Why Don’t We All Become Estonia?

By Shlomo Maital

Estonia – digital society

      Estonia — the Republic of Estonia — is a small, clever country on the eastern coast of the Baltic Sea in Northern Europe, population 1.3 million. It is the most digital country in the world. People vote online, pay taxes (in 20 minutes) online, and the government has meetings online (for ministers who are abroad and travelling).

     Clearly, this is the future. You can provide quality services to your citizens by moving them online, saving queues, money and frustration.

       So – recently, at an entrepreneurship conference in Mexico, I asked the Vice-Minister of Economics, from Estonia, (who briefly presented how Estonia has digitized public services),   why don’t other countries beat a path to his door to learn how?

       Of course, he did not know…and the question really was directed at my own country, Israel, and other countries, including the US.

       This is a mystery. Countries have closed their windows and doors. They do not practice best-practice benchmarking, when the benefits of using it are huge.

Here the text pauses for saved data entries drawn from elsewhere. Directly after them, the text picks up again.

Issue #1469, opened 2020-07-27
Windows ansible script fails at Windows Update step


lumpfish:
Running the ansible playbook on a newly created Windows Server 2012 R2 machine failed at the Windows Update step with:
```
TASK [Windows_Updates : Download and Install Windows Updates] ******************
fatal: [9.20.198.24]: FAILED! => {"changed": false, "filtered_updates": {}, "msg": "Failed to search for updates: Exception calling \"Search\" with \"1\" argument(s): \"Exception from HRESULT: 0x80072EE5\"", "updates": {}}
...ignoring

TASK [Windows_Updates : Reboot machine if necessary] ***************************
fatal: [9.20.198.24]: FAILED! => {"msg": "The conditional check 'update_result.reboot_required' failed. The error was: error while evaluating conditional (update_result.reboot_required): 'dict object' has no attribute 'reboot_required'\n\nThe error appears to be in '/disk2/git/openjdk-infrastructure/ansible/playbooks/AdoptOpenJDK_Windows_Playbook/roles/Windows_Updates/tasks/main.yml': line 11, column 3, but may\nbe elsewhere in the file depending on the exact syntax problem.\n\nThe offending line appears to be:\n\n\n- name: Reboot machine if necessary\n  ^ here\n"}
```

Willsparker:
I looked into this yesterday and I think this is an issue with the provisioning service that @lumpfish and I use to create the windows machines. It seems to be an intermittent issue as something can be done to make it work, for instance: Manually run windows update, checking for updates from the internet; opening Internet Explorer; Just waiting for awhile - though none of these consistently fix it.

However, the issue is replicated when you manually check for updates that are specifically managed by your system administrator. You're able to update the system from updates found online so if anyone else encounters this problem, I'd suggest doing that, rebooting and skipping the `Windows_Updates` task on the playbook. Closing issue

sxa:
Let's hold off on closing until @lumpfish has verified it works for him :-)

Willsparker:
Closing due to @lumpfish 's confirmation that #1478 works :-)

PR #1478, opened 2020-07-29
winPB: Ignore errors on win_update reboot task

Willsparker:
Ref: #1469 

While the above seems to be an isolated issue for those particular machines, it's shown that there's no point having `ignore_error: yes` on the first task, if it doesn't have it on the second task, as the `update_result` variable is undefined if the first task fails. This also allows for workarounds to be done for the group of machines that the referenced issue affects without the playbook failing or having to add `Windows_Updates` to the `ansible-playbook` `--skip-tags` option.

ping @lumpfish

### DIFF
--- a/ansible/playbooks/AdoptOpenJDK_Windows_Playbook/roles/Windows_Updates/tasks/main.yml
+++ b/ansible/playbooks/AdoptOpenJDK_Windows_Playbook/roles/Windows_Updates/tasks/main.yml
@@ -11,5 +11,6 @@
 - name: Reboot machine if necessary
   win_reboot:
     reboot_timeout: 3600
+  ignore_errors: yes
   when: update_result.reboot_required
   tags: Windows_Updates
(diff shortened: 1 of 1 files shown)


Willsparker:
@sxa So - Windows updates are divided up into 2 types of updates: Ones managed by the system administrator and ones that can be retrieved by getting the updates via the internet. The playbook fails because there's something wrong with the system administrator ones- which, I presume, are handled by the provisioning service we used.
I was able to replicate the issue on the machine locally, so really, it has nothing to do with our playbooks- however I want to make the change I'm doing in this PR as it's illogical to have `ignore_errors: yes` on the first task but not the second.

Willsparker:
@sxa Commit in :-)

lumpfish:
I'm rerunning this latest code on a new Windows 2012 Server machine.  It is now past the previous failure and still running as I write this.

lumpfish:
Confirming that the script ran to completion on my Windows Server 2012 R2 machine.

PR #1487, opened 2020-08-03
unixPB: Pull gcc48 source from an https URL

sxa:
Because https is always better than http ;-)


sxa:
Testing at https://ci.adoptopenjdk.net/view/Tooling/job/VagrantPlaybookCheck/789 but since the file is identical it shouldn't be a problem :-)

Willsparker:
( Restarted it at https://ci.adoptopenjdk.net/view/Tooling/job/VagrantPlaybookCheck/790/ )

     Well-run businesses regularly and systematically benchmark their key business processes against the best practices of other organizations, both within their industry and outside it. Countries, too, are businesses. Countries should also practice best-practice benchmarking, as a fundamental policy tool, by asking two simple questions: What do other nations do better than we? And how can we adapt and adopt what they do, to improve the wellbeing of our citizens? Knowledge of best practices is in general not privileged or secret, is widely available, yet is significantly underused by countries, including Israel, even though the benefits of using it can be striking.

   Israel has spent fortunes on a plan to digitize public services – but typically, we seem to have reinvented the wheel, rather than benchmarked other nations like Estonia, who are light years ahead of us.

     Why? When our ministers go on junkets abroad regularly and spend fortunes on them, why do they not visit places where they can learn?  

     A small suggestion: When the Prime Minister and other ministers return from forays abroad, make this a Law —   stand in front of a camera and tell us what you learned, what your take-home was, and what you intend to apply here at home, to make life better for your voters and citizens.   Bring us valuable take-homes, not just suitcases stuffed with things from Macy’s.